#### TASK DETAILS
When a line of the records contains "idea", copy it.
-- INFORMATION SHOWN follows --
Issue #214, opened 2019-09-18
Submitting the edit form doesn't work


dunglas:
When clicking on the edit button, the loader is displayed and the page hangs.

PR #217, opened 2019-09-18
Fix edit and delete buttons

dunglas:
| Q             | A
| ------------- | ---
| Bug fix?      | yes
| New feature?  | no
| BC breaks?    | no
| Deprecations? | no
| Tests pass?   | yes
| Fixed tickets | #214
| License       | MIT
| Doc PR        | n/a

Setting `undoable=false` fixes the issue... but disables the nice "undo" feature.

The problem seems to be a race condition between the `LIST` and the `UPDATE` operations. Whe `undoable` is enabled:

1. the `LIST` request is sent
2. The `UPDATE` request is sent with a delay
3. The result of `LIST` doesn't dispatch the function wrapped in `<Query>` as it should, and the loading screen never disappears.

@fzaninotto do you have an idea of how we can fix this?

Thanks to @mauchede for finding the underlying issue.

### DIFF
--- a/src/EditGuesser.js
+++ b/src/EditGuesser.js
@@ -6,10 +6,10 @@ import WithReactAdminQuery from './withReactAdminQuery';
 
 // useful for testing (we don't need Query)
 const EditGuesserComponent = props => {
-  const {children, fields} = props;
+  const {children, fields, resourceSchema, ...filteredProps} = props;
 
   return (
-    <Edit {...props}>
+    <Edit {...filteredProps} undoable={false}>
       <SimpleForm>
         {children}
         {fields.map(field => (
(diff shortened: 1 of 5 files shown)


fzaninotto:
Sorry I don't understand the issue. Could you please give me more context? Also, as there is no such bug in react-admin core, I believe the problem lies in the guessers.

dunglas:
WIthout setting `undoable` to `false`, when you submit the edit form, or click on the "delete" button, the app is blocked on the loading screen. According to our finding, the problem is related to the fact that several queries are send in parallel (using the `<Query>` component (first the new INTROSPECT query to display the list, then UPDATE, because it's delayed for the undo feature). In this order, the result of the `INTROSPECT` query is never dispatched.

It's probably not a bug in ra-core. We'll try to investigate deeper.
-- INFORMATION SHOWN concluded --
-- INFORMATION SHOWN follows --
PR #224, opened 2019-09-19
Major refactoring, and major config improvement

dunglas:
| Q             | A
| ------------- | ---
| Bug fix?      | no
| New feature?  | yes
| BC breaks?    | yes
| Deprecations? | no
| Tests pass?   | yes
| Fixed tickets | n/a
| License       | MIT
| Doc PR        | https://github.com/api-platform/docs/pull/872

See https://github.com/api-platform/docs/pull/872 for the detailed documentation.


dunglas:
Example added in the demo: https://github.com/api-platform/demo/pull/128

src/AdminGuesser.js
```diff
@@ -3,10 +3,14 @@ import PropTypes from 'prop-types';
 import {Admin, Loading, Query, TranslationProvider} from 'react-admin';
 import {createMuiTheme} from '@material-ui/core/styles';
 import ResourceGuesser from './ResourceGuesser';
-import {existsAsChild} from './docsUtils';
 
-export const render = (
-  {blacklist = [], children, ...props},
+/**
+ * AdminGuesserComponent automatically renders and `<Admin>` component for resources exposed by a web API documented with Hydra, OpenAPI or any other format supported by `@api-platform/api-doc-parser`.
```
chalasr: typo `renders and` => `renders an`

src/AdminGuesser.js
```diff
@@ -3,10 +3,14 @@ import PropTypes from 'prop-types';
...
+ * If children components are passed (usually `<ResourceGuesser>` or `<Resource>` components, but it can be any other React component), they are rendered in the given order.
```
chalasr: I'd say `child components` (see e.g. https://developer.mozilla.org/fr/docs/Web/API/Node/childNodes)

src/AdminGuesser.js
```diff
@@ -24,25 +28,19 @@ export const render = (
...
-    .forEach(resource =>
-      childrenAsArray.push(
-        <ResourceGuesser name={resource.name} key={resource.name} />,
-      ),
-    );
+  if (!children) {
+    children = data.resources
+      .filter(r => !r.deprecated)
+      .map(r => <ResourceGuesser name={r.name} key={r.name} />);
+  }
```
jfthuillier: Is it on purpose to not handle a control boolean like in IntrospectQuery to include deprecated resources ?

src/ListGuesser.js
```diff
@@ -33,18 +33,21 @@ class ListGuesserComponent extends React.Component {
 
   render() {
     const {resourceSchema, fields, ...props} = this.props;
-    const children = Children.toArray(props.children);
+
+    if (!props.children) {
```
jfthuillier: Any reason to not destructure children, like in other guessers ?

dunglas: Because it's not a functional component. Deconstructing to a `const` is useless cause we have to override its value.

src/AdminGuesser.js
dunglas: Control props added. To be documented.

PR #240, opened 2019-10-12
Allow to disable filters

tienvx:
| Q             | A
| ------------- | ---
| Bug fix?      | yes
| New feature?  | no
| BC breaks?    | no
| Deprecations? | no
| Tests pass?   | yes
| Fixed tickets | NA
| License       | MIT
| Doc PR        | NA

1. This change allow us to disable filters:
-- INFORMATION SHOWN concluded --
-- INFORMATION SHOWN follows --
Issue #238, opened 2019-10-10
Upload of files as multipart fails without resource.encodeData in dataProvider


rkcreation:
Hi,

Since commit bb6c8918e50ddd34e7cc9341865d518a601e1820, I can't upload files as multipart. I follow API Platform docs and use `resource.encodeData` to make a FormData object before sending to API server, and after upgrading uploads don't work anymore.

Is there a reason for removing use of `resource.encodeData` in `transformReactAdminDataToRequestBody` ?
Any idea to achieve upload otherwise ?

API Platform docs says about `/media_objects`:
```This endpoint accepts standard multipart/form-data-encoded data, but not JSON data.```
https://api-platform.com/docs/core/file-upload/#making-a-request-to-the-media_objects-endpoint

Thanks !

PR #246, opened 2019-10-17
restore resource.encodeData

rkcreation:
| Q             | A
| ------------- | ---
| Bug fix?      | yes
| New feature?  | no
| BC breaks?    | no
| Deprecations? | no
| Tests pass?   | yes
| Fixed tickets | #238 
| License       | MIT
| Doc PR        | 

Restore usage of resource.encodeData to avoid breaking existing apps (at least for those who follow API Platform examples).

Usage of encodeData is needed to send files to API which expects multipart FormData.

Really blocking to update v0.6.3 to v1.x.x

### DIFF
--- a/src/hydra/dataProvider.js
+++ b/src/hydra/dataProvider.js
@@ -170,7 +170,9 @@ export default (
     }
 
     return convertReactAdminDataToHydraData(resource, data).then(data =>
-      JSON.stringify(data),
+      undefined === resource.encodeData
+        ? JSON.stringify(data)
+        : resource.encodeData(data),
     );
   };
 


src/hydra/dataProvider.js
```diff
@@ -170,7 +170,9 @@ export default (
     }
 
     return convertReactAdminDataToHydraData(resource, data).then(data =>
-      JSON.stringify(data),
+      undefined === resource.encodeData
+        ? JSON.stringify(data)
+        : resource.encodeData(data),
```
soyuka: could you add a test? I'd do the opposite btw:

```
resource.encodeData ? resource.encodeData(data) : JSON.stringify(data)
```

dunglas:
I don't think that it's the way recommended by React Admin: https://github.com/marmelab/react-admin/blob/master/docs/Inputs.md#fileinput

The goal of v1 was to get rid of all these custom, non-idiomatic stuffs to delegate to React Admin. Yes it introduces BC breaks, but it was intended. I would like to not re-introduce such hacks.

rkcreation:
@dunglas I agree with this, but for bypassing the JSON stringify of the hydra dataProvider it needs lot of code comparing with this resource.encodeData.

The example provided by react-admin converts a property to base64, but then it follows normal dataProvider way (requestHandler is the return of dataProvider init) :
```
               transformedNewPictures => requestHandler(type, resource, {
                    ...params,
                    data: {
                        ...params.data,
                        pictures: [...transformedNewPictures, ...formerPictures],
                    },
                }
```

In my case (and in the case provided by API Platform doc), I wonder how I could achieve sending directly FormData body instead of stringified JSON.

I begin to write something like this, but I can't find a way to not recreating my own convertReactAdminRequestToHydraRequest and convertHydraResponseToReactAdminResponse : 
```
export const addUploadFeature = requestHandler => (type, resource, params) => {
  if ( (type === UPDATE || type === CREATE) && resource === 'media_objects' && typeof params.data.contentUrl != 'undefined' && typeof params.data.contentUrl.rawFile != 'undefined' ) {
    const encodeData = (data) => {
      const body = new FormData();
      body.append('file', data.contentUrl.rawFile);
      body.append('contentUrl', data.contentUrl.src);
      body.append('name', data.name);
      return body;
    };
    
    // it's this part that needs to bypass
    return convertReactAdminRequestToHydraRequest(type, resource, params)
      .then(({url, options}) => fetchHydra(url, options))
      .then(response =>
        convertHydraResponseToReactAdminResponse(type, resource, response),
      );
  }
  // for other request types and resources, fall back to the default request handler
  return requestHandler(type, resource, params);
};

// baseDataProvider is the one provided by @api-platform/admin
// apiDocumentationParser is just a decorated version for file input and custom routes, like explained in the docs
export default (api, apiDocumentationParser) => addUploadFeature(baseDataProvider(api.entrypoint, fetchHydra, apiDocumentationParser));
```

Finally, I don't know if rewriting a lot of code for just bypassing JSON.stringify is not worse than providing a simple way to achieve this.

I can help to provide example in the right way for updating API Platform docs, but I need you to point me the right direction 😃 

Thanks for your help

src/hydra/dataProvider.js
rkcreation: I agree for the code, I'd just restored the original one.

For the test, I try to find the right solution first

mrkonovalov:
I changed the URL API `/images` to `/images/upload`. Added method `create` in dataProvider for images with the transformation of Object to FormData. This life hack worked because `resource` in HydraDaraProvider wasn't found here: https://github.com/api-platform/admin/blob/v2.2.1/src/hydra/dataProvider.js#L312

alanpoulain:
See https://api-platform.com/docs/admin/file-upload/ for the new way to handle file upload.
-- INFORMATION SHOWN concluded --
#### EXPECTED OUTPUT
@fzaninotto do you have an idea of how we can fix this?
Any idea to achieve upload otherwise ?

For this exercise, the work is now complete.